Выбрать главу

‘Heb je er spijt van dat ik naar je toegekomen ben, Minner?’ vroeg ze.

‘Ja.’ Hij kon haar alles recht in haar gezicht zeggen.

‘Mis je haar nog steeds? Je had haar niet nodig.’

‘Ik heb haar pijn gedaan. Onnodig.’

‘En wat heeft ze jou gedaan?’

‘Daar wil ik met jou niet over praten.’ Hij kwam overeind en bracht zijn handen naar de knoppen van de slee. Elise ging ook rechtop zitten en drukte zich tegen hem aan. In dit vreemde licht zag ze er witter uit dan ooit. Zat er wel bloed in dat plompe lichaam? Ze was zo wit als de dood. Hij startte de slee en deze kroop langzaam langs de rand van de gletsjer in de tegenovergestelde richting van de koepel.

Hier en daar lagen plassen methaan. Burris zei: ‘Zou je er bezwaar tegen hebben als ik het dak van de slee opendeed, Elise?’

‘We zouden sterven.’ Het klonk niet bezorgd.

‘Jij zou sterven.

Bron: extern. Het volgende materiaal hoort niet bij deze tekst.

PR #165, opened 2018-08-31
version bumps

chriddyp:
:arrow_up: :arrow_up: :arrow_up:


chriddyp:
woops, dash-html-components 0.12.0 isn't published yet

chriddyp:
heads up @T4rk1n @rmarren1 @valentijnnieman 

It would be good if we could start updating this `requirements.txt` file after we publish releases. I find that it's a good final QA step to ensure that the publish worked OK

PR #169, opened 2018-09-02
Bump dash-html-components version to 0.12.0

rmarren1:


rmarren1:
I opened this too fast after publishing, can someone re-trigger just to be sure for the 3.6 CI? (Circle doesn't let me)

PR #170, opened 2018-09-02
add '--no-cache' flag to pip install.

rmarren1:
Without this you need to wait a few minutes after updating packages to run CI.


chriddyp:
💃

rmarren1:
Actually it looks like this doesn't really help since the cache isn't cached by CircleCI, I think there is just random lag time between PyPi upload and when it becomes available.

PR #176, opened 2018-09-07
create section describing new auth methods and logout.

michaelbabyn:
for https://github.com/plotly/streambed/issues/11325. @cldougl


tutorial/auth.py
```diff
@@ -200,6 +201,125 @@ def update_graph(dropdown_value):
...
+    '''.replace('    ', '')),
+
+    dcc.SyntaxHighlighter('''pip install dash==0.26.3
+pip install dash-auth==1.1.2''', customStyle=styles.code_container),
+
+    dcc.Markdown('''
+    Example Code:
+    '''.replace('    ', '')),
+
+    dcc.SyntaxHighlighter('''import dash
```
T4rk1n: I think we should have an example component here that will run. It would be a good way to test new versions of `dash-auth`. I think we can use some example account like the one we use for tests.

tutorial/auth.py
```diff
@@ -200,6 +201,125 @@ def update_graph(dropdown_value):
...
+        'data': [{'x': [1, 2, 3], 'y': [4, 1, 2]}]
+    }, style={'display': 'none'}),
+    auth.create_logout_button(
+        label='Sign out',
+        redirect_to='https://plot.ly')],
+     className='container')
+
+
+@app.callback(Output('title', 'children'), [Input('title', 'id')])
+def _give_name(title):
```
T4rk1n: Remove the `_` before methods in examples, it is not intended to be imported.

tutorial/auth.py
T4rk1n: `ldap_dn` is only for `on-prem` when it is setup with `ldap`.

I wanted an example that will actually run on the dash-docs website, like the reader can press login and use his plotly account to login and see the example app. But I tested and it doesn't work, `PlotlyAuth` will wrap all routes of `dash-docs` plotly/dash-auth#59.

You can remove the credentials for now and keep it in SyntaxHighlighter, I'll try to make that work later.

tutorial/auth.py
```diff
@@ -200,6 +201,131 @@ def update_graph(dropdown_value):
 app.scripts.config.serve_locally = True
 app.css.append_css({'external_url': 'https://codepen.io/chriddyp/pen/bWLwgP.css'})
 
+if __name__ == '__main__':
```
T4rk1n: I think we could add information about where PlotlyAuth will find the credentials to use before this example. It first check the `os.environ` then it check the file in `~/.plotly/credentials`. It need to be setup before starting `PlotlyOauth`.

michaelbabyn:
@T4rk1n , does this need anything else to be merged?

T4rk1n:
Looks good to me :dancer:, @chriddyp can you review too ?

tutorial/auth.py
```diff
@@ -200,6 +201,136 @@ def update_graph(dropdown_value):
...
+    `auth.set_user_data` to create a cookie containing an object associated with
+    their account and then we determine whether they can view the graph by checking their
+    permissions in that cookie using `auth.get_user_data`.
+    
+    Finally, we can logout the user by clearing the cookies. To do so, you can create a 
+    logout button and insert it in the layout or use `auth.logout()` in a callback.
+    
+    Note that `PlotlyAuth` uses your plot.ly user credentials. If it does not find 
+    `PLOTLY_USERNAME` and `PLOTLY_API_KEY` in your environment variables, it will search 
+    for them in `~/.plotly/.credentials`. See [here](https://plot.ly/python/getting-started/#initialization-for-online-plotting) for more details on setting your plotly
```
chriddyp: I try to avoid links that say `here`. [This is a good summary on why we avoid 'click here'](https://www.smashingmagazine.com/2012/06/links-should-never-say-click-here/).

So in this case, it could say `[Learn more about setting credentials](...)`

chriddyp: On second thought, I think we shouldn't actually promote the `~/.plotly/.credentials`  folder for dash apps because it makes initialization hard. Instead, let's remove that "Note that" and say 
```
Plotly Auth uses the environment variables `PLOTLY_USERNAME` and `PLOTLY_API_KEY`. You can find your username and API key at https://plot.ly/settings/api or, if you are using [Dash Deployment Server](https://plotly/dash/pricing), at https://your-plotly-server.com/settings/api.

You can set these variables directly in your code with:
```
import os

os.environ['PLOTLY_USERNAME'] = 'your-username'
os.environ['PLOTLY_API_KEY'] = 'your-api-key'
```

or, if you are using [Dash Deployment Server, you can keep your environment variables secret (view the docs)](https://dash.plot.ly/dash-deployment-server/environment-variables).
```

tutorial/auth.py
```diff
@@ -200,6 +201,136 @@ def update_graph(dropdown_value):
...
+            'width': '100%', 'border': 'thin lightgrey solid',
+            'border-radius': '4px'
+        }),
+
+    dcc.Markdown('''
+    Installation:
+    '''.replace('    ', '')),
+
+    dcc.SyntaxHighlighter('''pip install dash=={}  # The core dash backend
+        pip install dash-html-components=={}  # Dash Auth components
```
chriddyp: this should be `pip install dash-auth`

tutorial/auth.py
```diff
@@ -200,6 +201,136 @@ def update_graph(dropdown_value):
...
+        if perm_view_graph:
+            return {}
+        else:
+            return {'display': 'none'}
+    else:
+        return {'display': 'none'}
+
+
+app.scripts.config.serve_locally = True
+app.css.append_css({'external_url': 'https://codepen.io/chriddyp/pen/bWLwgP.css'})
```
chriddyp: Let's remove these two lines. The docs still use them all over the place even though we have a new way of setting dash assets

Issue #127, opened 2018-07-27
Document the tabs component


chriddyp:
Now that tabs are released, it's time to update our user guide with some examples 🎉 

See https://github.com/plotly/dash-docs/pull/123 for a similar set of files that will need to be updated.

For the examples, I like to:
- Include a bare bones example for the index page: https://dash.plot.ly/dash-core-components/. Basically including only the props that you need.
- In the "Examples and Reference" link for the page (it'll be https://dash.plot.ly/dash-core-components/Tabs), include several useful examples with some text explaining them and, for the first couple of examples, callbacks tying it all together. https://dash.plot.ly/dash-core-components/dropdown is a good example
- In all of the examples, I try to make them useful and aesthetically pleasing/inspiring

For tabs, I think these examples would be useful:
- Explaining the inline content vs content in a callback and clearly explaining the tradeoffs (loading all of the content vs loading it on the fly)
- An example overriding the colors with some other nice colors
- An example changing the style from full-width tabs to GitHub style tabs (as I attempted to do in the original PR)

And then we'll want to include the reference table for both the `Tabs` component and the `Tab` component.

valentijnnieman:
Because #183 is now merged, I think we can close this issue!

PR #183, opened 2018-09-13
Update tabs section

### LINKED ISSUE #173: Update Tabs docs
We've merged some PR's that contain fixes for the Tabs component, notably bugs that we mention in the docs. We should update the docs section about Tabs!

valentijnnieman:
This updates `dash-core-components` to the latest version, which includes fixes for bugs in the Tabs component, that are mentioned in the docs. It also removes those mentions, since the bugs should be fixed in this release. Closes #173


valentijnnieman:
@chriddyp I've added 3 examples on how to style Tabs, as per #127. Could you rereview? Thanks!

chriddyp:
Looks good! A couple suggestions:
- [ ] Can we include what the stylesheet looks like for the first example? You could include another code block above or below the python example. Above the css code, indicate the name of the file like *`asssets/tabs.css`* and also mention that you should 
```
Save the file in an `assets` folder (it can be named anything you want). Dash will automatically include this CSS when the app is loaded ([learn more about including CSS in your app](/external-resources)
```
image

- Could we do another example that includes really long tab names? This actually comes up a lot and I'd like to have a recipe handy for it. The difficulty with the CSS is figuring out how to have the tabs all the same height when one tab overflows to two lines and the other tab stays on one line. Here's a good example: https://dash-intro-presentation.herokuapp.com/dash/presentation/

- For the shorter tab example, is there any way to get the bottom border line to extend to the entire container? Similar to GitHub
image
image

- Could we replace the second example (the circular buttons) with one like this? 
image

- Finally, since this page is getting long, could we add a sort table of contents at the top? Similar to what we have here: https://dash.plot.ly/external-resources

chriddyp:
Another nice CSS example might be how to do multi-line tabs when you have many tabs. For example, here's the settings page from gmail - if there isn't enough space, the tabs move on to 2 or 3 lines:
image
image

valentijnnieman:
@chriddyp Alright, updated the existing examples a bit. Want to re-review?

chriddyp:
Looking at the review app, it looks like the graphs aren't appearing for the first example
image

chriddyp:
> Looking at the review app, it looks like the graphs aren't appearing for the first example

Looks like it's intermittent. If I refresh, then it works 😕

chriddyp:
image

The flow seems a little off here. Maybe just say "An alternative to providing CSS classes is to provide style dictionaries directly:"

chriddyp:
Otherwise, the examples look really great! Thanks for cleaning these up, I think the community will really appreciate the expert CSS support here 💯

chriddyp:
💃

PR #187, opened 2018-09-16
Added comment number 5 on Including Local CSS and JavaScript

RafaelMiquelino:
Include instruction to ensure local assets will always be loaded.


chriddyp:
Thanks @RafaelMiquelino !

PR #192, opened 2018-09-17
Added Dash DAQ Guage to Components Lists

jdamiba:
related to https://github.com/plotly/streambed/issues/11471

screen shot 2018-09-17 at 11 57 33 am

### DIFF
--- a/tutorial/core_components.py
+++ b/tutorial/core_components.py
@@ -438,5 +438,21 @@ confirm = dcc.ConfirmDialogProvider(
 
     html.Br(),
 
+    dcc.Markdown('***'),
+
+    html.A(
+        className="image-link",
+        href="http://dash-daq.netlify.com/#Gauge",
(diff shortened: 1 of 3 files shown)


tutorial/core_components.py
```diff
@@ -438,5 +438,21 @@
...
+    html.A(
+        className="image-link",
+        href="http://dash-daq.netlify.com/#Gauge",
+        children=html.Img(
+            src="https://s3-us-west-1.amazonaws.com/plotly-tutorials/static/marketing/dash/guage.png",
+            alt="Dash DAQ Guage Component"
+        )
+    ),
+
+    dcc.Link('More Guage Examples and Reference',
```
valentijnnieman: This link doesn't work currently - the `dcc.Link` component is used for single-page-app links, so it won't link outside of the docs app. Could you replace it with a `html.A` component?

Issue #172, opened 2018-09-07
Layout as a function.


T4rk1n:
I haven't seen this feature mentioned in the docs. Basically, we let users assign a function as layout, this function can then dynamically create the layout depending on some other variables. I think it's a great feature for more advanced users and we should document it somewhere.

There's a few caveats that should be mentioned when dealing with this feature.

- The layout function will be called before the first requests, meaning if you want to use `flask.requests` you will have to check if you actually have the request context.
- The initial layout should return the whole layout with all the components that are used in callbacks or set `app.config.suppress_callback_exceptions = True`.

rmarren1:
It is mentioned at the bottom of this: https://dash.plot.ly/live-updates

T4rk1n:
I see, I was expecting to see it in the dash layout section https://dash.plot.ly/getting-started.

I think it would still be good to include a warning about the callback exceptions.

ned2:
I could add an entry to the FAQ (#146)

Something like: "How can I create dynamic page layouts?"

perhaps?

michaelbabyn:
@T4rk1n , do you think this is addressed between https://dash.plot.ly/live-updates and the [new dash faq](https://dash.plot.ly/faqs) talking about callbacks in the layout?

> ## Callbacks require their Inputs, States, and Output to be present in the layout
> By default, Dash applies validation to your callbacks, which performs checks such as validating the types of callback arguments and checking to see whether the specified Input and Output components actually have the specified properties. For full validation, all components within your callback must therefore appear in the initial layout of your app, and you will see an error if they do not.
> However, in the case of more complex Dash apps that involve dynamic modification of the layout (such as multi-page apps), not every component appearing in your callbacks will be included in the initial layout. You can remove this restriction by disabling callback validation like this:
> app.config.supress_callback_exceptions = True

T4rk1n:
I think we should add a better example to the one in live-updates. Something that verify if it got the request context and return a whole layout if not.

I personally don't like to set `suppress_callback_exception` and prefer to not rely on it, so a valid pattern example where it isn't needed would be a good addition.

You can check if you have the request context with `flask.has_request_context()`.

michaelbabyn:
closed by #201

PR #201, opened 2018-09-25
add example demonstrating using a layout function to create a multi-

michaelbabyn:
page/tab app without suppress_callback_exceptions.

This PR address #172. I put the example under the other layout as a function example in live updates for now because I'm not sure where this would fit best.

@chriddyp, @cldougl maybe you could give me an idea of a better spot for this?


T4rk1n:
@chriddyp  There's no deploy ?

tutorial/live_updates.py
```diff
@@ -170,4 +170,110 @@ def serve_layout():
...
+import dash_html_components as html
+import dash_core_components as dcc
+from dash.dependencies import Input, Output, State
+
+import flask
+
+app = dash.Dash(__name__, external_stylesheets=['https://codepen.io/chriddyp/pen/bWLwgP.css'])
+
+layout_index = html.Div([
+    dcc.Tabs(id="tabs", value='tab-1', children=[
```
T4rk1n: I think an example with `dcc.Location` multi-page app would be better here, from what I've seen that pattern almost always suppress the exceptions. It is set in our multi-page examples https://dash.plot.ly/urls.

tutorial/live_updates.py
```diff
@@ -170,4 +170,110 @@ def serve_layout():
...
+               State('input-2-state', 'value')])
+def update_output(n_clicks, input1, input2):
+    return ('The Button has been pressed {} times,'
+            'Input 1 is "{}",'
+            'and Input 2 is "{}"').format(n_clicks, input1, input2)
+
+
+# Tab 2 Callbacks
+@app.callback(dash.dependencies.Output('tab-2-display-value', 'children'),
+              [dash.dependencies.Input('tab-2-dropdown', 'value')])
```
T4rk1n: Replace the long form Output/Input with the imported classes.

tutorial/live_updates.py
```diff
@@ -170,4 +170,110 @@ def serve_layout():
...
+For full validation, all components within your callback must therefore appear 
+in the initial layout of your app, and you will see an error if they do not.
+However, in the case of more complex Dash apps that involve dynamic modification 
+of the layout (such as multi-page apps), not every component appearing in your 
+callbacks will be included in the initial layout.
+
+Since this validation is done before flask has any request context, you can create 
+a layout function that checks `flask.has_request_context()` and returns a complete
+layout to the validator if there is no request context and returns the incomplete
+index layout otherwise:
```
T4rk1n: `:` typo ?

tutorial/live_updates.py
```diff
@@ -170,4 +170,110 @@ def serve_layout():
...
 a unique `layout` every hour or every day and serve the computed `layout`
 from memory in between.
-''')]
+'''),
+
+          dcc.Markdown('''
+
+***
+
+## Dynamically Create Layout for Multi-page App Validation
```
T4rk1n: Dynamically create a layout for multi-page app validation.

michaelbabyn:
@T4rk1n I updated this example to use dcc.Location instead of tabs to address your review

michaelbabyn:
Yeah, you're right @T4rk1n and now that it uses urls it makes sense for it to be with the other multi-page app documentation.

Ik ben er niet zeker van of ik zou sterven. Hoe weet ik of dit lichaam geen methaan kan ademen?’

‘Het is niet waarschijnlijk.’ Ze rekte zich uit, wellustig, smachtend. ‘Waar ga je heen?’

‘Kijken.’

‘Het is hier misschien niet veilig. Je zou door het ijs kunnen zakken.’

‘Dan zouden we sterven. Dat zou rust brengen, Elise.’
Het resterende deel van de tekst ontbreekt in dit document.